Item 1.01. | Entry into a Material Definitive Agreement |
On April 25, 2019, Juniper Networks, Inc. (“we”, “our” or the “Company”) entered into a Credit Agreement (the “New Credit Agreement”) among the Company, the lenders from time to time party thereto and Citibank, N.A. (“Citibank”), as administrative agent. Bank of America, N.A. acted as syndication agent and Citibank and Merrill Lynch, Pierce, Fenner & Smith Incorporated acted as joint lead arrangers and joint bookrunners in connection with the New Credit Agreement. The New Credit Agreement replaces the Company’s revolving credit facility provided under the Credit Agreement, dated June 27, 2014, among the Company, the lenders party thereto and Citibank, as administrative agent (as amended on November 21, 2017, the “Prior Credit Agreement”), which agreement was terminated substantially concurrently with the Company entering into the New Credit Agreement.
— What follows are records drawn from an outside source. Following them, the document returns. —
Issue #734, opened 2022-02-23
Alternative to regex_extracts for scaled integer values


ghost:
I'm adapting some telecom power plant MIBs for monitoring with snmp_exporter. Since many SNMP implementations don't normally support floats, the manufacturers usually present these values scaled (milivolts instead of volts, tenths of amps instead of amps, etc).  
For example, to get DC output voltage in volts from milivolts, this would be the regex_extracts in generator.yml (that turns out similar in snmp.yml):
```
  overrides:
      u1DCOutputVoltage:
        regex_extracts:
          '':
            - regex: '(\d*?)(\d{3})'
              value: '$1.$2'
        type: DisplayString
```
I took me quite a while to reach this definition, after trying several regex strings, before I realized that I also needed to override the type to DisplayString, because the MIB defined the variable as INTEGER32.

By the way, this also seems to be a common use case for regex_extracts, based on the examples I found on the web.

As an easier self documenting alternative, I suggest the introduction of "factor" overrides, that simply multiplies the value,  for values that already are numbers.  It is also more intuitive than regex (at least for us, electrical engineers). The syntax could be:
```
  overrides:
      u1DCOutputVoltage:
        factor: 0.001
```
I guess that it would also have a positive impact in scrape processing performance.

Regards, Marco

readpe:
I am also just looking for a similar feature. I've run into a use case where I'd like to scale the same metrics differently in each module due to differences in manufacturer snmp values. I tried the following:

Example:

```go
type Metric struct {
        ...
	Scale          float64                    `yaml:"scale"`
	...
}
```

```go
func pduToSamples(indexOids []int, pdu *gosnmp.SnmpPDU, metric *config.Metric, oidToPdu map[string]gosnmp.SnmpPDU, logger log.Logger) []prometheus.Metric {
	...
	// Scale metric.
	if metric.Scale != 0 {
		value *= metric.Scale
	}
        ...
```

```yaml
  - name: rPDU2DeviceStatusPower
    oid: 1.3.6.1.4.1.318.1.1.26.4.3.1.5
    type: gauge
    scale: 0.01
    help: The power consumption of the Rack PDU load in -hundredths- of kilowatts -
      1.3.6.1.4.1.318.1.1.26.4.3.1.5
    indexes:
    - labelname: rPDU2DeviceStatusIndex
      type: gauge
```

Thank you

SuperQ:
This is something you handled at the PromQL side of things.

[...]

PR #1026, opened 2023-10-18
Add a scaling factor

SuperQ:
Allow the metric value to be pre-scaled based on a float64 multiplier. This allows for simple unit conversions like bits to bytes, centi-degrees, etc.

Fixes: https://github.com/prometheus/snmp_exporter/issues/734

### DIFF
--- a/.gitignore
+++ b/.gitignore
@@ -31,3 +31,4 @@ dependencies-stamp
 
 generator/generator
 generator/mibs
+generator/snmp.yml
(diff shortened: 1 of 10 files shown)


SuperQ:
CC @bastischubert

bastischubert:
very nice, one thing that i noticed is that we do almost the same with modbus_exporter but named it "factor" instead of "scale"

matthiasr (approved):

matthiasr:
Conversely, in the statsd exporter we use `scale` 😂

RichiH:
I feel as if modbus and SNMP are closer in userbase than statsd.

Else LGTM

freeyssu:
Very nice feature that all want to get it.
When would this MR be released? Do you guys have a plan?

PR #1028, opened 2023-10-18
Enable passing input file, output file, and mibs dir on command line …

dnck:
# Description

@SuperQ @RichiH :wave: 

Hi there, I think this is a fairly trivial PR, but lmk what you think. 

What's it do?

In order to facilitate the organization of snmp.ymls in different directories, I wanted a way to specify 1) the path to the 
`generator.yml`, 2) the expected output `snmp.yml`, and 3) the directory of mibs. 

For this reason, I added a few flags to the cli `generator generate` command group. 

With the PR, you can do something like, 

```bash 
  ./generator generate \
    -g snmp-exporter/generator/myDevices/newManufacturer/generator.yml \
    -o snmp-exporter/generator/myDevices/newManufacturer/snmp.yml \ 
    -m snmp-exporter/generator/myDevices/shared-mibs \
    -m snmp-exporter/generator/myDevices/newManufacturer
```

which is helpful for me, and I hope for some others as well.


SuperQ (commented):
I'm generally in favor.

What do you think about implementing this with `Strings()` so that multiple files can be supported? Similar to what we now do in the exporter itself?

dnck:
> I'm generally in favor.
> 
> What do you think about implementing this with `Strings()` so that multiple files can be supported? Similar to what we now do in the exporter itself?

I think that makes sense for the `--mibs-dir` option, for sure. I can add that!

But, would it even make sense for the `--generator-path` and `--output-path` flags? Probably not. Unless I'm missing something?

SuperQ:
For Generator path, yea, I think multi-file would be nice. Output, no, a single output file is fine.

generator/net_snmp.go
```diff
@@ -157,24 +157,48 @@ var (
...
+	if *userMibsDir != "" {
+		// The user told us where to load the mibs
+		err = level.Info(logger).Log("msg", "Loading MIBs", "from", *userMibsDir)
+		if err != nil {
+			return "", err
+		}
+		C.netsnmp_set_mib_directory(C.CString(*userMibsDir))
+	} else {
+		// Help the user find their MIB directories.
+		err = level.Info(logger).Log("msg", "Loading MIBs", "from", C.GoString(C.netsnmp_get_mib_directory()))
```
SuperQ, line 173: We don't need to worry about `err` from the logger. The error as actually never tripped due to the way the library works. This is why we ignore this in the golanci-lint config in the project.

Also, do we need to duplicate the log lines? Shouldn't `C.netsnmp_get_mib_directory()` return the correct thing after `C.netsnmp_set_mib_directory()`?

dnck: > The error as actually never tripped due to the way the library works.

:facepalm: Thanks! I'll fix those places where I somewhat mindlessly checked for the err.

dnck: >  Shouldn't `C.netsnmp_get_mib_directory()` return the correct thing after `C.netsnmp_set_mib_directory()`?

Hmm, I'll check that. I would expect that it should.

dnck:
@SuperQ - Thanks for your patience. I think this is now ready for another review.

generator/tree.go
```diff
@@ -384,7 +393,10 @@ func generateConfigModule(cfg *ModuleConfig, node *Node, nameToNode map[string]*
 					if prevType == subtype {
 						metric.Indexes = metric.Indexes[:len(metric.Indexes)-1]
 					} else {
-						level.Warn(logger).Log("msg", "Can't handle index type on node, missing preceding", "node", n.Label, "type", index.Type, "missing", subtype)
+						err := level.Warn(logger).Log("msg", "Can't handle index type on node, missing preceding", "node", n.Label, "type", index.Type, "missing", subtype)
```
SuperQ, line 396: Same with these, please remove all the extraneous err checks you've added.

SuperQ (changes requested):

generator/tree.go
dnck: I think I got them all now

SuperQ (approved):
Thanks!

PR #1053, opened 2023-11-24
Add Netgear ReadyNAS and ReadyData appliances support

reynico:
Follow-up of https://github.com/prometheus/snmp_exporter/pull/895


SuperQ:
I think you need to rebuild your generator binary

reynico:
I had to run the generator from a Linux machine. Seems like there's something off with the MacOS builds.

SuperQ (approved):

PR #1054, opened 2023-11-27
chore: allow `make docker-generate` to work with SELINUX

jvillal-amp:


SuperQ (changes requested):
Can you provide a little more description of why this is needed?

jvillal-amp:
> Can you provide a little more description of why this is needed?

Done @SuperQ 

Thanks.

SuperQ (approved):

hhromic:
This part in the linked documentation is a bit scary:

> Use extreme caution with these options. Bind-mounting a system directory such as /home or /usr with the Z option renders your host machine inoperable and you may need to relabel the host machine files by hand.

I know is a bit late (this PR was already merged), but doing it like `etcd` does wouldn't be a safer approach?

<https://github.com/kubernetes/kubernetes/blob/ad9b60e2c9ddb21e8b00cabbe27e639638a0ea88/cluster/images/etcd/Makefile#L76-L81>

Note that they use `:z` instead of `:Z`.
Disclaimer: I am not a user of SELinux and I am not super familiar with these options and their implications.

SuperQ:
@hhromic Yea, I agree, I should have read the Docker documentation more closely. Would you mind opening a fix PR?

hhromic:
Sure, I will open a PR with that approach. 👍 
I hope @jvillal-amp can confirm if using `:z` instead of `:Z` solves the issue for them.

PR #1055, opened 2023-11-27
chore: do not force `:Z` flag in Docker volume mount

hhromic:
Follow up on #1054
This PR adopts the approach seen in `etcd` for compatibilty with SELinux:
<https://github.com/kubernetes/kubernetes/blob/ad9b60e2c9ddb21e8b00cabbe27e639638a0ea88/cluster/images/etcd/Makefile#L76-L81>

Instead of forcing `:Z`, detect if SElinux is enabled and add `:z` on demand.
According to the documentation and multiple examples I could find, using `:z` seems to be less dangerous than `:Z`.

@jvillal-amp what is your opinion on using `:z` vs `:Z`?
Can you confirm if this PR still allows you to use `make docker-generate` in your SELinux environmnet?

### DIFF
--- a/generator/Makefile
+++ b/generator/Makefile
@@ -24,6 +24,12 @@ DOCKER_REPO       ?= prom
 
 SANITIZED_DOCKER_IMAGE_TAG := $(subst +,-,$(DOCKER_IMAGE_TAG))
 
+SELINUX_ENABLED := $(shell cat /sys/fs/selinux/enforce 2> /dev/null || echo 0)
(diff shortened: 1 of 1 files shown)


jvillal-amp:
> @jvillal-amp, how does this look to you?

Looks good to me. Thanks.

jvillal-amp:
As a note I tested this today and works fine for me on my Fedora system with SELINUX enabled. Thanks.

Issue #459, opened 2019-10-11
Environment / Credential injection for SNMP Generator


cameronkerrnz:
### Host operating system: output of `uname -a`

Host: Red Hat Enterprise Linux Server release 7.6 (Maipo)
Docker:  version 1.13.1
Container images: docker.io/prom/snmp-generator:master 8925d142d366 8 days ago

### snmp_exporter version: output of `snmp_exporter -version`

This relates to the generator; there is no version, and only 'master'. The docker image has image 8925d142d366, and is currently the latest available.

### Feature Request

generator.yml produces snmp.yml, and both contains credentials (in plain-text) that are passwords (in SNMPv3 at least they are properly considered passwords or shared keys).

As a deployer of Prometheus I want to use automate the deployment using tools such as Docker (in this particular case, docker-compose).

I need a way to safely inject credentials into the execution of the generator so I don't end up with credentials leaking into Git.

To illustrate, I'm working on the following:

The New Credit Agreement provides for a $500 million unsecured revolving credit facility, with an option of the Company to increase the amount of the credit facility by up to an additional $200 million, subject to certain terms and conditions as set forth therein. Proceeds of loans made under the New Credit Agreement may be used by the Company for working capital and general corporate purposes. Revolving loans may be borrowed, repaid and reborrowed until April 25, 2024 (subject to twoone-year maturity extension options, on the terms and conditions set forth in the Credit Agreement), at which time all amounts borrowed must be repaid. Borrowings may be denominated, at the Company’s option, in U.S. dollars, pounds sterling or Euro. No loans are currently outstanding under the New Credit Agreement.
Revolving loans will bear interest, at the Company’s option, at either (i) a floating rate per annum equal to the base rate plus a margin of between 0.000% and 0.375%, depending on the Company’s public debt rating or (ii) a per annum rate equal to the reserve adjusted Eurocurrency rate, plus a margin of between 0.910% and 1.375%, depending on the Company’s public debt rating. Base rate is defined as the greatest of (A) Citibank’s prime rate, (B) the federal funds rate plus 0.500% or (C) the London interbank offered rate for deposits in U.S. dollars for a period of one month plus 1.00%. The Eurocurrency rate is determined for U.S. dollars and pounds sterling as the rate at which deposits in such currency are offered in the London interbank market for the applicable interest period and for Euro as the rate specified for deposits in Euro with a maturity comparable to the applicable interest period.
A default interest rate shall apply, at the Agent’s option or upon the request of the required lenders, on all obligations during a payment event of default under the New Credit Agreement at a rate per annum equal to 2.000% above the applicable interest rate. The Company will pay to each lender a facility fee on a quarterly basis based on the amount of each lender’s commitment to make loans, of between 0.090% and 0.250%, depending on the Company’s public debt rating. Revolving loans may be prepaid without penalty, subject to customary breakage costs for loans bearing interest at the Eurocurrency rate. The Company is also obligated to pay customary fees for a credit facility of this size and type.
The New Credit Agreement requires the Company to maintain a maximum leverage ratio and a minimum interest coverage ratio during the term of the credit facility. In addition, the New Credit Agreement contains customary affirmative and negative covenants, including covenants that limit or restrict the ability of the Company and its subsidiaries to, among other things, grant liens, merge or consolidate, dispose of all or substantially all of its assets, change their accounting or reporting policies, change their business and incur subsidiary indebtedness, in each case subject to customary exceptions for a credit facility of this size and type.
The New Credit Agreement includes customary events of default that, include among other things,non-payment of principal, interest or fees, inaccuracy of representations and warranties, violation of covenants, cross default to certain other indebtedness, bankruptcy and insolvency events involving the Company or its material subsidiaries, material judgments, change of control and certain ERISA events. The occurrence of an event of default could result in the acceleration of the obligations under the New Credit Agreement.
The foregoing description of the New Credit Agreement does not purport to be complete and is qualified in its entirety by the terms and conditions of the New Credit Agreement. A copy of the New Credit Agreement will be filed as an exhibit to the Company’s Quarterly Report on Form10-Q for the quarter ending March 31, 2019.